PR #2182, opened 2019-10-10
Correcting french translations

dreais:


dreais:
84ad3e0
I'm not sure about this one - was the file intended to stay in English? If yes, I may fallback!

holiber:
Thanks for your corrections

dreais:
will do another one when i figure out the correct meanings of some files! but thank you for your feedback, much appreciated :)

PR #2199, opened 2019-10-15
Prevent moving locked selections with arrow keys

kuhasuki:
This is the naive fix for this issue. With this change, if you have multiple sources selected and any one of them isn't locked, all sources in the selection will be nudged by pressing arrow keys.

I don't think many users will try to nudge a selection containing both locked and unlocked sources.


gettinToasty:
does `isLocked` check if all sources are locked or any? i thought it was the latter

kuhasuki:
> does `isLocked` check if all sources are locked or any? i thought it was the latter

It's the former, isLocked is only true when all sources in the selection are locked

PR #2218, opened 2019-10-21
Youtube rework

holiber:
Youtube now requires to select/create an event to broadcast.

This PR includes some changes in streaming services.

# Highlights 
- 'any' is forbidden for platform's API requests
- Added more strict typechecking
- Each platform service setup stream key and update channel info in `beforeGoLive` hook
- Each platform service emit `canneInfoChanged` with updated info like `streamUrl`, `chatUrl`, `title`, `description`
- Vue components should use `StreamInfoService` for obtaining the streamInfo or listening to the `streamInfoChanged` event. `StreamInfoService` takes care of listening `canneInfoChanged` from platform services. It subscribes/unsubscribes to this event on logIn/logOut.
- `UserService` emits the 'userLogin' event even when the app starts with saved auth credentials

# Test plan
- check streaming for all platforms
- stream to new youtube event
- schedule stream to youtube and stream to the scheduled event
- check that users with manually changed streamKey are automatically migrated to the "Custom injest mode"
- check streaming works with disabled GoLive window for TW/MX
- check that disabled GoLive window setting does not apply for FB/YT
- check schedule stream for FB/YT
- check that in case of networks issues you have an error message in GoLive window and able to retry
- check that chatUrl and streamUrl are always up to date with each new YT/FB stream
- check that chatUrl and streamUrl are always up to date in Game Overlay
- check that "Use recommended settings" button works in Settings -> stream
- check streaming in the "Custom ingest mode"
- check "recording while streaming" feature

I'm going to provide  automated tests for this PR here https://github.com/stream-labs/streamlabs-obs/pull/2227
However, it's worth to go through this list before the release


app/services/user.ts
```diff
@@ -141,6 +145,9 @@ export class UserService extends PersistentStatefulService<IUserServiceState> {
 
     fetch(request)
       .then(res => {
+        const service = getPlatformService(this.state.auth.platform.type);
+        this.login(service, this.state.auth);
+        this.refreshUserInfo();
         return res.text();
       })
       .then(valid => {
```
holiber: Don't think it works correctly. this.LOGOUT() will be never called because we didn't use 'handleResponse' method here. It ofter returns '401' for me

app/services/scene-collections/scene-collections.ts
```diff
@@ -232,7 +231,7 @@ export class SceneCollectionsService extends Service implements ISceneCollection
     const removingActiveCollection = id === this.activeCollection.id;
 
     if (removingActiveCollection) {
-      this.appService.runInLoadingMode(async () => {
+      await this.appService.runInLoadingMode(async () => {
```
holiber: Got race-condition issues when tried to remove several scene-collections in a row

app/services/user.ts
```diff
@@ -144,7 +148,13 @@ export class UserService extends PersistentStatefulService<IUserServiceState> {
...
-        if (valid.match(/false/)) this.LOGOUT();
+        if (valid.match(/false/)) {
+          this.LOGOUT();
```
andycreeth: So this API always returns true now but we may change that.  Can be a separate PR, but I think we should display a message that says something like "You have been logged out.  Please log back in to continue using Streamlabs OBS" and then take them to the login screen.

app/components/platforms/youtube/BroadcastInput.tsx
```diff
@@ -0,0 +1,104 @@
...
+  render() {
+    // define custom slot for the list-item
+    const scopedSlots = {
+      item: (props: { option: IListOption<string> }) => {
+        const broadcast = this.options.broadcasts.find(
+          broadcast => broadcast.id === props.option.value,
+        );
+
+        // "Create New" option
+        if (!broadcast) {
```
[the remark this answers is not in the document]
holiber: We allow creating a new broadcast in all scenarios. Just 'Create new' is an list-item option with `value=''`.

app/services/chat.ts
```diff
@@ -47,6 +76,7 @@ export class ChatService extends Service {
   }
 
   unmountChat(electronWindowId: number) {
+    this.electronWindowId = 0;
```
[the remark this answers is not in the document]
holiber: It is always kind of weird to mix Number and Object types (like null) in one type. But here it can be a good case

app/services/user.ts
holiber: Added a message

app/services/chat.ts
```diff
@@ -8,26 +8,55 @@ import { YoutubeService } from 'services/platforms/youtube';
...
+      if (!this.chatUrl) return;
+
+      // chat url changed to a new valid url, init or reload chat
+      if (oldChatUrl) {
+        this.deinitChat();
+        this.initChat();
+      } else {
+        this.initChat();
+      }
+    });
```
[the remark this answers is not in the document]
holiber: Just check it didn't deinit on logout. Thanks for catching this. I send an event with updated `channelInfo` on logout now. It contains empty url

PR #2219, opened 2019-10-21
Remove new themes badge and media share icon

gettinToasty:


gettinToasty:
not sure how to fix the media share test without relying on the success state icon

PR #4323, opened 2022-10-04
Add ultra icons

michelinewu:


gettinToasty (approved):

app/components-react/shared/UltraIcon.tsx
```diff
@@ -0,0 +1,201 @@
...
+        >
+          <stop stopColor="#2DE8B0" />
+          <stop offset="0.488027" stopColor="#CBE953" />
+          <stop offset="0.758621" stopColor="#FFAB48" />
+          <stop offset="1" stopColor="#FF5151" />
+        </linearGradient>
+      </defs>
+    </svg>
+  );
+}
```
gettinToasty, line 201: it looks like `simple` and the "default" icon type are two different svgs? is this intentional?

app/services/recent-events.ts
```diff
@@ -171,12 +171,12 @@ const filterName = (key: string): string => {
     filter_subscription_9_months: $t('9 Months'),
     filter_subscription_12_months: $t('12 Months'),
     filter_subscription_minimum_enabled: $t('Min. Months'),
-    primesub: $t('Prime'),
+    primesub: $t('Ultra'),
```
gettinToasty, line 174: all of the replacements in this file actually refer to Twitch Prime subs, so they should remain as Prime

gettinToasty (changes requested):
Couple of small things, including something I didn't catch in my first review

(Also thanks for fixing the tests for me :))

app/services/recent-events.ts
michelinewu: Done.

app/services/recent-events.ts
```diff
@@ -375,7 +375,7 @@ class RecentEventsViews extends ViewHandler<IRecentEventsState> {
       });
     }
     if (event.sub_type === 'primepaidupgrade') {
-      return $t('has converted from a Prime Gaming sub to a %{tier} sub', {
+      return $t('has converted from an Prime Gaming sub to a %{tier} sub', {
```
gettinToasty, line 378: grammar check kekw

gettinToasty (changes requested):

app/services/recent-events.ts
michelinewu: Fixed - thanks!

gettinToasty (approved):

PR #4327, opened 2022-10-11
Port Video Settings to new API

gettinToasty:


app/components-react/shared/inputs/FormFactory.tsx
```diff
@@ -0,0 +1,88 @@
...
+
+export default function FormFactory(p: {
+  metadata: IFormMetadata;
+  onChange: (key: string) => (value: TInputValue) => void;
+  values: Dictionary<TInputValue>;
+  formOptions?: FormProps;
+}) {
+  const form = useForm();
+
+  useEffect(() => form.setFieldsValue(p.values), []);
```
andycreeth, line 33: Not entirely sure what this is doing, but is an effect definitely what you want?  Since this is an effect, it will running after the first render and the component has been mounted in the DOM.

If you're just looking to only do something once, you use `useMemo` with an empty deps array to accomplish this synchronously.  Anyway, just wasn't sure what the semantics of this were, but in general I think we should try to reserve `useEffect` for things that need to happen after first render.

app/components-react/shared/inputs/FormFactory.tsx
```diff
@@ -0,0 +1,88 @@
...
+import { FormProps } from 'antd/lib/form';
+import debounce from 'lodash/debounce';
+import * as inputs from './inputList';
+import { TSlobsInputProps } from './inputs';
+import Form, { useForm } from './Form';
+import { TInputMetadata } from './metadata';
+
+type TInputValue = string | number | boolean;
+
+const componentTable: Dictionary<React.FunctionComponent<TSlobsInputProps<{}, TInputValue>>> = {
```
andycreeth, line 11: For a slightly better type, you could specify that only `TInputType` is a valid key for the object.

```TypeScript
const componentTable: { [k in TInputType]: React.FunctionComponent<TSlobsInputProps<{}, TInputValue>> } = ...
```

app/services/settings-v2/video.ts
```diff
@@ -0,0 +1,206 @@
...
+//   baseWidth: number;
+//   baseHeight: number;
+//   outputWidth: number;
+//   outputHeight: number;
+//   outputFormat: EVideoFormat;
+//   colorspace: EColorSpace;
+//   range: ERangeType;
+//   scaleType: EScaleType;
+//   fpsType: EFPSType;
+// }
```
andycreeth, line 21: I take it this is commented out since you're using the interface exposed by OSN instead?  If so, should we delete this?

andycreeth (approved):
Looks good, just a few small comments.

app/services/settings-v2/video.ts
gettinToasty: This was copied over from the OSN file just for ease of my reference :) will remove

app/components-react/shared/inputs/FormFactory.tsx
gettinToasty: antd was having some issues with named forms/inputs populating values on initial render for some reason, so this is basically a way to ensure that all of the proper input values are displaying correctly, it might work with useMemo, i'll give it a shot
+++
- Problem: Which lines of the entries above contain the word "TSlobsInputProps"? Copy each of them.

- Answer to the problem:
+import { TSlobsInputProps } from './inputs';
+const componentTable: Dictionary<React.FunctionComponent<TSlobsInputProps<{}, TInputValue>>> = {
const componentTable: { [k in TInputType]: React.FunctionComponent<TSlobsInputProps<{}, TInputValue>> } = ...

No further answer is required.